## Task instructions
Give an exact copy of every entry.

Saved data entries
────

PR #2362, opened 2018-03-08
Replace CARD_SIZE & CARD_SIZE_SHIFT with macros

keithc-ca:
ddrgen associates literals of anonymous enums with the
enclosing scope. As there is no such scope in the case of
CARD_SIZE & CARD_SIZE_SHIFT these literals are not captured.
As macros they will be included in the superset & blob.

In support of https://github.com/eclipse/openj9/issues/378.

### DIFF
--- a/gc/include/omrmodroncore.h
+++ b/gc/include/omrmodroncore.h
@@ -38,10 +38,11 @@
  */
 typedef U_8 Card;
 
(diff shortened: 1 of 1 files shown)


charliegracie:
@genie-omr build all zos

PR #2364, opened 2018-03-08
Fix handling of literals of anonymous enum types

keithc-ca:
Fix
* promote _enumMembers from ClassType to NamespaceUDT
* collect literals of a nested anonymous enum in enclosing namespace

Cleanup
* change signature of Type::getSymbolKindName()
* check that IO operations are successful
* remove unnecessary #include directives
* remove useless method TypedefUDT::insertUnique()
* manage printing type header in JavaSupersetGenerator
* extract common code for visiting class and union types

Addition
* add TypePrinter for debugging (currently disabled)

This should be the final OMR change required to enable https://github.com/eclipse/openj9/issues/378 on Linux.

### DIFF
--- a/ddr/lib/ddr-ir/TypePrinter.cpp
+++ b/ddr/lib/ddr-ir/TypePrinter.cpp
@@ -1,0 +1,173 @@
+/*******************************************************************************
+ * Copyright (c) 2018, 2018 IBM Corp. and others
+ *
+ * This program and the accompanying materials are made available under
+ * the terms of the Eclipse Public License 2.0 which accompanies this
+ * distribution and is available at http://eclipse.org/legal/epl-2.0
+ * or the Apache License, Version 2.0 which accompanies this distribution
+ * and is available at https://www.apache.org/licenses/LICENSE-2.0.
+ *
+ * This Source Code may also be made available under the following Secondary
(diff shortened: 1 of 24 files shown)


charliegracie:
@genie-omr build all

charliegracie:
@genie-omr build aix

charliegracie:
@genie-omr build all

ddr/lib/ddr-ir/TypePrinter.cpp
```diff
@@ -0,0 +1,173 @@
...
+#include "ddr/ir/EnumUDT.hpp"
+#include "ddr/ir/Field.hpp"
+#include "ddr/ir/TypedefUDT.hpp"
+#include "ddr/ir/UnionUDT.hpp"
+
+void
+TypePrinter::printIndent() const
+{
+	for (int32_t i = _indent; i > 0; --i) {
+		printf("  ");
```
charliegracie: Only question is should we be using the PortLibrary tty_printf instead of printf in this class and ddrgen.cpp?

keithc-ca: Perhaps that would be better, but this is only a debugging aid.

PR #2365, opened 2018-03-09
Fix incorrect xrelease prefix while tracing

cathyzhyi:
The **xrelease** prefix was added to S8MemImm4 while tracing. Fix it
to avoid confusion.


vijaysun-omr:
X86 change...so no need for builds on other platforms. Merging.

PR #2366, opened 2018-03-12
Reduce size of generated *.i files

keithc-ca:
Reducing the footprint of *.i files eliminates writing useless content and also avoids later, unnecessary reads by getmacros. In OMR alone, the reduction is from over 230MB to about 36MB.


charliegracie:
@genie-omr build all zos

────

## Response
PR #2362, opened 2018-03-08
Replace CARD_SIZE & CARD_SIZE_SHIFT with macros

keithc-ca:
ddrgen associates literals of anonymous enums with the
enclosing scope. As there is no such scope in the case of
CARD_SIZE & CARD_SIZE_SHIFT these literals are not captured.
As macros they will be included in the superset & blob.

In support of https://github.com/eclipse/openj9/issues/378.

### DIFF
--- a/gc/include/omrmodroncore.h
+++ b/gc/include/omrmodroncore.h
@@ -38,10 +38,11 @@
  */
 typedef U_8 Card;
 
(diff shortened: 1 of 1 files shown)


charliegracie:
@genie-omr build all zos

PR #2364, opened 2018-03-08
Fix handling of literals of anonymous enum types

keithc-ca:
Fix
* promote _enumMembers from ClassType to NamespaceUDT
* collect literals of a nested anonymous enum in enclosing namespace

Cleanup
* change signature of Type::getSymbolKindName()
* check that IO operations are successful
* remove unnecessary #include directives
* remove useless method TypedefUDT::insertUnique()
* manage printing type header in JavaSupersetGenerator
* extract common code for visiting class and union types

Addition
* add TypePrinter for debugging (currently disabled)

This should be the final OMR change required to enable https://github.com/eclipse/openj9/issues/378 on Linux.

### DIFF
--- a/ddr/lib/ddr-ir/TypePrinter.cpp
+++ b/ddr/lib/ddr-ir/TypePrinter.cpp
@@ -1,0 +1,173 @@
+/*******************************************************************************
+ * Copyright (c) 2018, 2018 IBM Corp. and others
+ *
+ * This program and the accompanying materials are made available under
+ * the terms of the Eclipse Public License 2.0 which accompanies this
+ * distribution and is available at http://eclipse.org/legal/epl-2.0
+ * or the Apache License, Version 2.0 which accompanies this distribution
+ * and is available at https://www.apache.org/licenses/LICENSE-2.0.
+ *
+ * This Source Code may also be made available under the following Secondary
(diff shortened: 1 of 24 files shown)


charliegracie:
@genie-omr build all

charliegracie:
@genie-omr build aix

charliegracie:
@genie-omr build all

ddr/lib/ddr-ir/TypePrinter.cpp
```diff
@@ -0,0 +1,173 @@
...
+#include "ddr/ir/EnumUDT.hpp"
+#include "ddr/ir/Field.hpp"
+#include "ddr/ir/TypedefUDT.hpp"
+#include "ddr/ir/UnionUDT.hpp"
+
+void
+TypePrinter::printIndent() const
+{
+	for (int32_t i = _indent; i > 0; --i) {
+		printf("  ");
```
charliegracie: Only question is should we be using the PortLibrary tty_printf instead of printf in this class and ddrgen.cpp?

keithc-ca: Perhaps that would be better, but this is only a debugging aid.

PR #2365, opened 2018-03-09
Fix incorrect xrelease prefix while tracing

cathyzhyi:
The **xrelease** prefix was added to S8MemImm4 while tracing. Fix it
to avoid confusion.


vijaysun-omr:
X86 change...so no need for builds on other platforms. Merging.

PR #2366, opened 2018-03-12
Reduce size of generated *.i files

keithc-ca:
Reducing the footprint of *.i files eliminates writing useless content and also avoids later, unnecessary reads by getmacros. In OMR alone, the reduction is from over 230MB to about 36MB.


charliegracie:
@genie-omr build all zos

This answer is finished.